Еще бы не вежливо! Не кто-нибудь звонил, а мать Наташки Орлянской, гордости класса! Об ее старой дружбе со мной до сих пор вздыхали у нас дома: «И тут прошляпила! Хорошего-то удержать не можешь, растяпища!»

— Но как же ты одна сейчас пойдешь? Тьма сущая, на Пионерской в это время ни души, до самого Геслеровского, — там трамваи, люди…

— Я ее до Геслеровского провожу, — вмешалась Наташка.

— Мудра, ничего не скажешь, — заметила Спичка. — А обратно — одна по нашей пустыне?

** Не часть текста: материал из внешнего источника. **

PR #2971, opened 2024-09-26
Fixes subsequent failures after first successful ``Invoke-MgGraphRequest`` run when using national cloud environments

### LINKED ISSUE #2950: Invoke-MGGraphRequest fails after first call as of v2.21.0 with USGov Environment
### Describe the bug

When attempting to use Invoke-MGGraphRequest against the USGov environment, the first call succeeds however subsequent calls fail. The first attempt correctly goes to graph.microsoft.us however subsequent calls are sent to graph.microsoft.com which results in an authentication failure. This appears to be caused by https://github.com/microsoftgraph/msgraph-sdk-powershell/commit/815b63f7d6ff529880bf12441272850a35d2f293 

### Expected behavior

Subsequent Invoke-MGGraphRequest calls continue functioning after the initial call.

### How to reproduce

```Import-Module Microsoft.Graph.Authentication -MinimumVersion 2.21.0```
```Connect-MgGraph -Environment "USGov" -Scopes "Directory.AccessAsUser.All"```
Works: ```Invoke-MgGraphRequest -Uri "v1.0/organization"```
Fails: ```Invoke-MgGraphRequest -Uri "v1.0/me"```
Fails: ```Invoke-MgGraphRequest -Uri "v1.0/organization"```

### SDK Version

2.21.0 and later

2.21

### Known Workarounds

Use version 2.20.0 or earlier of module Microsoft.Graph.Authentication

### Debug output

PS C:\> Invoke-MgGraphRequest -Uri "v1.0/organization" -Debug
VERBOSE: GET https://graph.microsoft.com/v1.0/organization with 0-byte payload

Confirm
Continue with this operation?
[Y] Yes  [A] Yes to All  [H] Halt Command  [S] Suspend  [?] Help (default is "Y"): a
DEBUG: GET /v1.0/organization HTTP/1.1
HTTP: graph.microsoft.com
User-Agent: Mozilla/5.0 (Windows NT 10.0; Microsoft Windows 10.0.22631; en-US) PowerShell/7.4.5 Invoke-MgGraphRequest

VERBOSE: received 17413-byte response of content type application/json
DEBUG: GET https://graph.microsoft.us/v1.0/organization
HTTP/2.0 200 OK
Cache-Control: no-cache
Vary: Accept-Encoding
Strict-Transport-Security: max-age=31536000
request-id: fbfc3588-61a7-48d6-bf58-352c72839120
client-request-id: 42c76821-de22-44f3-8496-0b5bdc35ea53
x-ms-ags-diagnostic: {"ServerInfo":{"DataCenter":"USGov Texas","Slice":"E","Ring":"4","ScaleUnit":"001","RoleInstance":"SN5NEPF00001F93"}}
odata-version: 4.0
Date: Mon, 09 Sep 2024 19:14:04 GMT
Content-Type: application/json; odata.metadata=minimal; odata.streaming=true; IEEE754Compatible=false; charset=utf-8
Content-Encoding: gzip

{"@odata.context":"https://graph.microsoft.us/v1.0/$metadata#organization","value":"redacted"}

@odata.context                 https://graph.microsoft.us/v1.0/$metadata#organization
value                          {redacted}

PS C:\> Invoke-MgGraphRequest -Uri "v1.0/me" -Debug
VERBOSE: GET https://graph.microsoft.com/v1.0/me with 0-byte payload

Confirm
Continue with this operation?
[Y] Yes  [A] Yes to All  [H] Halt Command  [S] Suspend  [?] Help (default is "Y"): a
DEBUG: GET /v1.0/me HTTP/1.1
HTTP: graph.microsoft.com
User-Agent: Mozilla/5.0 (Windows NT 10.0; Microsoft Windows 10.0.22631; en-US) PowerShell/7.4.5 Invoke-MgGraphRequest

Invoke-MgGraphRequest: Unable to perform redirect as Location Header is not set in response
PS C:\> Invoke-MgGraphRequest -Uri "v1.0/organization" -Debug
VERBOSE: GET https://graph.microsoft.com/v1.0/organization with 0-byte payload

Confirm
Continue with this operation?
[Y] Yes  [A] Yes to All  [H] Halt Command  [S] Suspend  [?] Help (default is "Y"): a
DEBUG: GET /v1.0/organization HTTP/1.1
HTTP: graph.microsoft.com
User-Agent: Mozilla/5.0 (Windows NT 10.0; Microsoft Windows 10.0.22631; en-US) PowerShell/7.4.5 Invoke-MgGraphRequest

Invoke-MgGraphRequest: Unable to perform redirect as Location Header is not set in response

### Configuration

PSVersion                      7.4.5
PSEdition                      Core
GitCommitId                    7.4.5
OS                             Microsoft Windows 10.0.22631
Platform                       Win32NT
PSCompatibleVersions           {1.0, 2.0, 3.0, 4.0…}

### Other information

_No response_

### PR DESCRIPTION
**Pull request by timayabi2020**
Fixes #2950 
The fix provided [here](https://github.com/microsoftgraph/msgraph-sdk-powershell/commit/815b63f7d6ff529880bf12441272850a35d2f293) only works once when an absolute uri is passed to ``Invoke-MgGraphRequest`` cmdlet after connecting to a national cloud environment.  Subsequent requests after the first successful one fails.

-  Added Microsoft graph context check in ``Find-MgGraphPermission`` in order to get the correct environment and extract the correct graph endpoint instead of using the default graph one (https://graph.microsoft.com) assigned to global environment. 
- Reset GraphSession environment back to its original state defined by the user.

### Test scenarios.
- Check that ``Find-MgGraphPermission`` does not default the session to the global graph endpoint after connecting to a national cloud environment.
- Subsequent calls to graph endpoints do not fail after connecting to a national cloud environment. 

NB: See attached image below for the above tests
image

### DIFF
--- a/src/Authentication/Authentication/Cmdlets/InvokeMgGraphRequest.cs
+++ b/src/Authentication/Authentication/Cmdlets/InvokeMgGraphRequest.cs
@@ -1004,7 +1004,6 @@ namespace Microsoft.Graph.PowerShell.Authentication.Cmdlets
         private void ResetGraphSessionEnvironment()
         {
             _originalEnvironment = GraphSession.Instance.Environment;
-            GraphSession.Instance.Environment = _originalEnvironment;
         }
 
         #region CmdLet LifeCycle
--- a/src/Authentication/Authentication/Cmdlets/InvokeMgGraphRequest.cs
+++ b/src/Authentication/Authentication/Cmdlets/InvokeMgGraphRequest.cs
@@ -1003,11 +1003,8 @@ namespace Microsoft.Graph.PowerShell.Authentication.Cmdlets
         /// </summary>
         private void ResetGraphSessionEnvironment()
         {
-            var currentEnvironment = GraphSession.Instance.Environment;
-            if(currentEnvironment != null && !currentEnvironment.Equals(_originalEnvironment))
-            {
-                GraphSession.Instance.Environment = _originalEnvironment;
-            }
+            _originalEnvironment = GraphSession.Instance.Environment;
+            GraphSession.Instance.Environment = _originalEnvironment;
         }
 
         #region CmdLet LifeCycle
@@ -1046,8 +1043,6 @@ namespace Microsoft.Graph.PowerShell.Authentication.Cmdlets
                             if (ShouldCheckHttpStatus && !isSuccess)
                             {
                                 var httpErrorRecord = await GenerateHttpErrorRecordAsync(httpResponseMessageFormatter, httpRequestMessage);
-                                // A reset of the GraphSession Environment is required to avoid side effects
-                                ResetGraphSessionEnvironment();
                                 ThrowTerminatingError(httpErrorRecord);
                             }
                             await ProcessResponseAsync(httpResponseMessage);
--- a/src/Authentication/Authentication/custom/common/Permissions.ps1
+++ b/src/Authentication/Authentication/custom/common/Permissions.ps1
@@ -34,7 +34,20 @@ function Permissions_GetPermissionsData([bool] $online) {
     # Make a REST request to MS Graph to get the permissions data from the Microsoft Graph service principal
     if ( $online -or ! $_permissions.msGraphServicePrincipal -or ! $_permissions.isFromInvokeMgGraphRequest ) {
         try {
-            $restResult = Invoke-MgGraphRequest -method GET -OutputType PSObject $_permissions.msGraphPermissionsRequestUri
+            
+            # Get-MgContext is used to get the current context for the request to MS Graph
+            # From the context, we can get the current environment and use it to get the permissions request URI
+            # If the context is not available, then we will use the default permissions request URI
+
+            $context = Get-MgContext
+            $uri = $_permissions.msGraphPermissionsRequestUri
+            if($context){
+                $currentEnv = $context.Environment
+                $allEnv = Get-MgEnvironment
+                $env = $allEnv | Where-Object { $_.Name -eq $currentEnv }
+                $uri = $env.GraphEndpoint + "/v1.0/servicePrincipals?`$filter=appId eq '$Permissions_msGraphApplicationId'"
+            }
+            $restResult = Invoke-MgGraphRequest -method GET -OutputType PSObject $uri
 
             if ( $restResult ) {
                 $_permissions.msGraphServicePrincipal = $restResult | Select-Object -ExpandProperty value

### CODE REVIEW

File: src/Authentication/Authentication/Cmdlets/InvokeMgGraphRequest.cs [hunk 1]
```diff
@@ -1003,11 +1003,8 @@ private string QualifyFilePath(string path)
         /// </summary>
         private void ResetGraphSessionEnvironment()
         {
-            var currentEnvironment = GraphSession.Instance.Environment;
-            if(currentEnvironment != null && !currentEnvironment.Equals(_originalEnvironment))
-            {
-                GraphSession.Instance.Environment = _originalEnvironment;
-            }
+            _originalEnvironment = GraphSession.Instance.Environment;
+            GraphSession.Instance.Environment = _originalEnvironment;
```
Ndiritu, line 1007: The values will already be the same?

src/Authentication/Authentication/custom/common/Permissions.ps1
```diff
@@ -34,7 +34,20 @@ function Permissions_GetPermissionsData([bool] $online) {
...
+            # If the context is not available, then we will use the default permissions request URI
+
+            $context = Get-MgContext
+            $uri = $_permissions.msGraphPermissionsRequestUri
+            if($context){
+                $currentEnv = $context.Environment
+                $allEnv = Get-MgEnvironment
+                $env = $allEnv | Where-Object { $_.Name -eq $currentEnv }
+                $uri = $env.GraphEndpoint + "/v1.0/servicePrincipals?`$filter=appId eq '$Permissions_msGraphApplicationId'"
+            }
```
Ndiritu, line 49: Not sure but would it be better if this happens under `_Permissions_Initialize`? Esp in case the other methods also need to call Graph

timayabi2020: When you import authentication module into the session i.e. ``Import-Module Microsoft.Graph.Authentication``, you are loading ``Find-MgGraphPermissions`` cmdlet which [loads](https://github.com/microsoftgraph/msgraph-sdk-powershell/blob/fddf88ca79b9dcefb51cee1f9a4d22e0df5e94d6/src/Authentication/Authentication/custom/Find-MgGraphPermission.ps1#L7) the ``Permissions.ps1`` script. Therefore, having that block in that function will result to null stack traces thrown in a PowerShell session because at that point a connection to graph has not yet been done. i.e. Null graph context in the session. Keep in mind there are some users who will have the authentication import step and may have enforced strict error handling in their scripts. In short that code block only comes into play when a connection to graph has been established and the context set in the session.

src/Authentication/Authentication/Cmdlets/InvokeMgGraphRequest.cs
timayabi2020: ``_originalEnvironment`` holds the previous state defined by the user. So to ensure subsequent requests by other cmdlets don't end up calling the default Global graph endpoint especially when connected to a national cloud, we assign the GraphSession.Instance.Environment to the value the `_originalEnvironment`` holds even after we are done using ``Invoke-MgGraphCommand``

Ndiritu: Thanks for sharing context. Still looks like we may not need one of the two lines since both variables will have the same value after line `1006`.

Ndiritu (approved):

— Мам, а я Рудьку с собой возьму, — нашла выход Наташка. Она быстро одевалась. — Мы с ним Никандру до Геслеровского доведем, а потом — вместе домой. Рудька пойдет, он…

— Знаю-знаю, твой преданный кавалер. Годочками только не вышел.

Наташка отправилась за Рудькой. Когда я, простившись со Спичкой и получив «сухим пайком» полный карман печенья, вышла на площадку, они уже ждали меня. Рудька нахлобучил черную кепочку, под которой его пухлое личико стало еще шире, — его к тому же увеличивали выбивавшиеся с двух сторон светлые кудряшки.

Мы молча шагали втроем по «пустыне» — и правда, ни души, лишь особенно тоскливые в этот час кирпичные корпуса, скупо освещенные редкими желтыми лампочками, качавшимися на проводах, — привычный в своей убогости вечерний свет Петроградской. Я по опыту знала — если плакать на улице, лампочки сквозь ресницы и слезы расплываются в лимонные звездчатые, как будто колючие, пятна. Плакать мне, конечно, вовсе не хотелось, зато было неловко: если мы с Наташкой порой и перебрасывались словечком, то Рудька безмолвствовал всю дорогу, кося из-под кепочки в сторону и наверняка ужасно стесняясь сразу двух девятиклассниц — он учился в пятом. Но пусть маленький, смешной и толстый, с нами все же шел «кавалер», выручавший нас из безвыходного положения. Как обычно в таких случаях, я мучилась, считая себя повинной в этом тяжком молчании втроем, и вдруг завела речь о Наташкиных стихах про Демона и Тому.